Work to complete → Your answer must contain each line of the listing in which "kafka" appears, copied in full.

Information shown →
PR #131, opened 2024-06-11
fix: DIA-1168: Delete kafka topics on job failure / cancel

hakan458:
We observed an issue where the list of kafka topics was growing on develop Adala instance, even though we implemented logic to delete them after completing a job. However, we did not handle the case of a job failing, or being canceled. I have added a handler to be run when the parent_streaming_task fails, so that we clean up topics, and also cleaning up topics when we cancel a job.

Written answer →
fix: DIA-1168: Delete kafka topics on job failure / cancel
We observed an issue where the list of kafka topics was growing on develop Adala instance, even though we implemented logic to delete them after completing a job. However, we did not handle the case of a job failing, or being canceled. I have added a handler to be run when the parent_streaming_task fails, so that we clean up topics, and also cleaning up topics when we cancel a job.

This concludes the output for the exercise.